[Dataset]

PR #7663, opened 2021-05-21
[CI] Enable 201911 branch PR check

liushilongbuaa:
#### Why I did it
Enable azure pipeline PR check for 201911 branch.
#### How I did it
Add 201911 branch to trigger. But Test stage is failing now, so I commented the Test stage leaving a TODO. When Test stage passed, uncomment it.
#### How to verify it
In this PR, check is already enabled.

- [ ] 201811
- [ ] 201911
- [ ] 202006
- [ ] 202012


azure-pipelines.yml
```diff
@@ -17,6 +17,7 @@ pr:
     include:
       - master
       - 202012
+      - 201911
```
xumia, line 20: @lguohan , we need to add 201811 as well, right?

xumia:
@lguohan , do we need to add 201811 as well? Need to add a new commit in 201811 branch.

liat-grozovik (approved):

liat-grozovik:
@liushilongbuaa can you please check why it is not working?

azure-pipelines.yml
```diff
@@ -45,84 +46,83 @@ stages:
       - name: vs
       - name: broadcom
       - name: mellanox
-
-- stage: Test
```
xumia, line 49: If you want to disable the Test stage, please use.
condition: false

@qiluo-msft , do you think we can only enable the build without Test? It should be better than without any check in 2001911.

xumia (approved):

qiluo-msft (approved):

azure-pipelines.yml
qiluo-msft: Agree. At lease we have some build checker, better than nothing.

[/Dataset]

Exercise prompt: Return the records exactly, every line included.

Answer to this task:
PR #7663, opened 2021-05-21
[CI] Enable 201911 branch PR check

liushilongbuaa:
#### Why I did it
Enable azure pipeline PR check for 201911 branch.
#### How I did it
Add 201911 branch to trigger. But Test stage is failing now, so I commented the Test stage leaving a TODO. When Test stage passed, uncomment it.
#### How to verify it
In this PR, check is already enabled.

- [ ] 201811
- [ ] 201911
- [ ] 202006
- [ ] 202012


azure-pipelines.yml
```diff
@@ -17,6 +17,7 @@ pr:
     include:
       - master
       - 202012
+      - 201911
```
xumia, line 20: @lguohan , we need to add 201811 as well, right?

xumia:
@lguohan , do we need to add 201811 as well? Need to add a new commit in 201811 branch.

liat-grozovik (approved):

liat-grozovik:
@liushilongbuaa can you please check why it is not working?

azure-pipelines.yml
```diff
@@ -45,84 +46,83 @@ stages:
       - name: vs
       - name: broadcom
       - name: mellanox
-
-- stage: Test
```
xumia, line 49: If you want to disable the Test stage, please use.
condition: false

@qiluo-msft , do you think we can only enable the build without Test? It should be better than without any check in 2001911.

xumia (approved):

qiluo-msft (approved):

azure-pipelines.yml
qiluo-msft: Agree. At lease we have some build checker, better than nothing.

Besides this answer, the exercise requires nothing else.